La frase di partenza l'hai inventata tu o è stata scritta da un madrelingua in un contesto specifico?


----------



## GattoSulTavolo

Paulfromitaly said:


> La frase di partenza l'hai inventata tu o è stata scritta da un madrelingua in un contesto specifico?



La fonte! Chiedo scusa per la dimenticanza.

La frase viene da una vecchia esercitazione di inglese che ho trovato in casa.
Purtroppo il contesto non è meglio specificato. Si trattava di un'esercitazione sull'uso del Present Perfect Continuous e questa non e' che un frase in un elenco di frasi.

Il dubbio che mi è venuto è che "Why can't it stop?" possa essere un modo con cui un madrelingua puo' lamentarsi del tempo, non una domanda vera e propria.
Però non lo so! Magari è un errore di stampa.


----------



## rrose17

Just to add that to say "Why can't it stop?" sounds a little childish, like something a frustrated little boy or girl might say. It's like they're asking someone out there, as if they have the power to make it stop or at least explain why this is happening.


----------



## Odysseus54

rrose17 said:


> Just to add that to say "Why can't it stop?" sounds a little childish, like something a frustrated little boy or girl might say. It's like they're asking someone out there, as if they have the power to make it stop or at least explain why this is happening.



That'exactly what I was thinking.
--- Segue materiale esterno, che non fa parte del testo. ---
PR #6042, opened 2017-12-04
rec: Don't cache merged answers from different sections in a single packet

rgacogne:
### Short description

We incorrectly merged answers for the same qname and qtype coming from a single packet but from different sections when storing them in the cache. It resulted in duplicates for the IP addresses of some NS, for example.

### Checklist

I have:
- [ ] documented the code


phonedph1:
Seems to work for me against all the examples I had.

A kind of intensifier expressing frustration.
"Ma quando diavolo smette?", per esempio.


----------



## GattoSulTavolo

rrose17 said:


> Just to add that to say "Why can't it stop?" sounds a little childish, like something a frustrated little boy or girl might say. It's like they're asking someone out there, as if they have the power to make it stop or at least explain why this is happening.



Thank you!
This means an adult native English speaker is unlikely to say "Why can't it stop?" in such a context.
I haven't misunderstood your comment, have I?


----------



## Passante

Così? 
Perchè non se la smette?


----------



## rrose17

Sorry, I wasn't really clear. It sounds petulant which I suppose has no age limit. See here.


----------



## GattoSulTavolo

Passante said:


> Così?
> Perchè non se la smette?



"Perchè non se la smette?" non mi sembra italiano corretto, forse è una variante locale/regionale...



Odysseus54 said:


> That'exactly what I was thinking. A kind of intensifier expressing frustration.
> "Ma quando diavolo smette?", per esempio.



Grazie!



uomo__italo_americano said:


> Grazie tutti.  I am learning a lot un sacco by reading i vostri approfondimenti.
> 
> Sono malato e stanco di pioggia
> 
> Evocative di mese di maggio one year long ago when torrential rains occurred ogni giorni. Finalmente, going crazy, I left Massachusetts and went to Florida until luglio allora ritornata a Massachusetts



Do you mean "Why can't it stop?" sounds like "I'm sick and tired of rain!"?
By the way, in Italian you can say "Sono stufo/stanco della pioggia". "Sick and tired" can't be translated word by word in Italian. I hope it helps!


----------



## Passante

GattoSulTavolo said:


> "Perchè non se la smette?" non mi sembra italiano corretto, forse è una variante locale/regionale...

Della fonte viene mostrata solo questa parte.